PR #2363, opened 2022-07-28
fix(ui-react): move role to parent element of Alert, update docs

hbuchel:
#### Description of changes

This moves the `role` attribute to the parent element of the Alert component. This means you can override the role, if needed:

```
<Alert role="none">This is a presentation alert.</Alert>
```

**Context:**  We default the Alert component to the ARIA alert role, however there are big accessibility implications for this that do not always match the use case of the component. For example on the docs site, we often use it as a visual callout to show additional information, but not as one that requires the user's immediate attention as the ARIA alert role implies.

This change allows users to override the role attribute if needed to role="none" while not breaking the current use of Alert for customers who might currently rely on it actually being an ARIA alert.

This PR also:
- Adds two tests for the alert role existing by default, and one for overriding it as 'none'.
- Fixes the Alert icon section that references  passing an `iconSize` prop; this does not exist on the Alert component so I removed it and left the example for `hasIcon`
- Updates the example in the Accessibility section to show a dynamic Alert which is more fitting for using the default `role="alert"` and one for overriding the role. Also removed the part about it NOT using the alert role.

#### Checklist

- [x] PR description included
- [x] `yarn test` passes
- [x] Tests are updated


docs/src/pages/[platform]/components/alert/react.mdx
```diff
@@ -75,7 +79,7 @@ Use the `heading` prop to pass a heading to the Alert.
 
 ### Icon
 
-Use the `hasIcon` prop to change whether the Alert includes an icon. Defaults to `true` (includes icon). Use the `iconSize` prop to change the size of the icon. Available options include `small`, (default), and `large`.
```
Comment (zchenwei) [inline docs/src/pages/[platform]/components/alert/react.mdx:78]: 👍

docs/src/pages/[platform]/components/alert/react.mdx
```diff
@@ -276,23 +280,44 @@ _Using style props:_
...
+The Alert component in Amplify UI has the `alert` role by default.  The `alert` role is an assertive live region which means any changes to the content of the Alert or adding the Alert dynamically to the DOM will cause the Alert to be announced by a screen reader. **This can be disruptive** to screen reader users, so it is best used sparingly and only when the Alert content requires the user's immediate attention.
 
-The most important thing to know about the `alert` role is that it is for dynamic content. It is perfect for situations such as when a user fills out a form and JavaScript is used to add an error message - the alert would immediately read out the message. It should not be used on HTML where the user hasn't interacted with it."
+Please see the <Link isExternal={true} href="https://www.w3.org/WAI/ARIA/apg/example-index/alert/alert.html">ARIA Authoring Practices Guide for the alert role</Link> for more information and use cases.
```
Comment (zchenwei) [inline docs/src/pages/[platform]/components/alert/react.mdx:285]:
```suggestion
Please see the <Link isExternal={true} href="https://www.w3.org/WAI/ARIA/apg/example-index/alert/alert.html">ARIA Authoring Practices Guide for the `alert` role</Link> for more information and use cases.
```

packages/react/src/primitives/Alert/__tests__/Alert.test.tsx
```diff
@@ -146,6 +146,24 @@ describe('Alert: ', () => {
     );
   });
 
+  it('renders as an aria alert', async () => {
+    render(<Alert testId="ariaAlertID">Alert with an aria role</Alert>);
+
+    const alert = await screen.findByTestId('ariaAlertID');
```
zchenwei, line 152:
```suggestion
    const alert = await screen.findByRole('role');
```

packages/react/src/primitives/Alert/__tests__/Alert.test.tsx
```diff
@@ -146,6 +146,24 @@ describe('Alert: ', () => {
...
+    expect(alert.getAttribute('role')).toBe('alert');
```
zchenwei, line 153:
```suggestion
    expect(alert).toBeDefined();
```

zchenwei (approved):

slaymance (approved):
Looks great!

┄┄┄┄┄┄

Aim of the exercise>
Everything in the records must be returned exactly.

Response area>
PR #2363, opened 2022-07-28
fix(ui-react): move role to parent element of Alert, update docs

hbuchel:
#### Description of changes

This moves the `role` attribute to the parent element of the Alert component. This means you can override the role, if needed:

```
<Alert role="none">This is a presentation alert.</Alert>
```

**Context:**  We default the Alert component to the ARIA alert role, however there are big accessibility implications for this that do not always match the use case of the component. For example on the docs site, we often use it as a visual callout to show additional information, but not as one that requires the user's immediate attention as the ARIA alert role implies.

This change allows users to override the role attribute if needed to role="none" while not breaking the current use of Alert for customers who might currently rely on it actually being an ARIA alert.

This PR also:
- Adds two tests for the alert role existing by default, and one for overriding it as 'none'.
- Fixes the Alert icon section that references  passing an `iconSize` prop; this does not exist on the Alert component so I removed it and left the example for `hasIcon`
- Updates the example in the Accessibility section to show a dynamic Alert which is more fitting for using the default `role="alert"` and one for overriding the role. Also removed the part about it NOT using the alert role.

#### Checklist

- [x] PR description included
- [x] `yarn test` passes
- [x] Tests are updated


docs/src/pages/[platform]/components/alert/react.mdx
```diff
@@ -75,7 +79,7 @@ Use the `heading` prop to pass a heading to the Alert.
 
 ### Icon
 
-Use the `hasIcon` prop to change whether the Alert includes an icon. Defaults to `true` (includes icon). Use the `iconSize` prop to change the size of the icon. Available options include `small`, (default), and `large`.
```
Comment (zchenwei) [inline docs/src/pages/[platform]/components/alert/react.mdx:78]: 👍

docs/src/pages/[platform]/components/alert/react.mdx
```diff
@@ -276,23 +280,44 @@ _Using style props:_
...
+The Alert component in Amplify UI has the `alert` role by default.  The `alert` role is an assertive live region which means any changes to the content of the Alert or adding the Alert dynamically to the DOM will cause the Alert to be announced by a screen reader. **This can be disruptive** to screen reader users, so it is best used sparingly and only when the Alert content requires the user's immediate attention.
 
-The most important thing to know about the `alert` role is that it is for dynamic content. It is perfect for situations such as when a user fills out a form and JavaScript is used to add an error message - the alert would immediately read out the message. It should not be used on HTML where the user hasn't interacted with it."
+Please see the <Link isExternal={true} href="https://www.w3.org/WAI/ARIA/apg/example-index/alert/alert.html">ARIA Authoring Practices Guide for the alert role</Link> for more information and use cases.
```
Comment (zchenwei) [inline docs/src/pages/[platform]/components/alert/react.mdx:285]:
```suggestion
Please see the <Link isExternal={true} href="https://www.w3.org/WAI/ARIA/apg/example-index/alert/alert.html">ARIA Authoring Practices Guide for the `alert` role</Link> for more information and use cases.
```

packages/react/src/primitives/Alert/__tests__/Alert.test.tsx
```diff
@@ -146,6 +146,24 @@ describe('Alert: ', () => {
     );
   });
 
+  it('renders as an aria alert', async () => {
+    render(<Alert testId="ariaAlertID">Alert with an aria role</Alert>);
+
+    const alert = await screen.findByTestId('ariaAlertID');
```
zchenwei, line 152:
```suggestion
    const alert = await screen.findByRole('role');
```

packages/react/src/primitives/Alert/__tests__/Alert.test.tsx
```diff
@@ -146,6 +146,24 @@ describe('Alert: ', () => {
...
+    expect(alert.getAttribute('role')).toBe('alert');
```
zchenwei, line 153:
```suggestion
    expect(alert).toBeDefined();
```

zchenwei (approved):

slaymance (approved):
Looks great!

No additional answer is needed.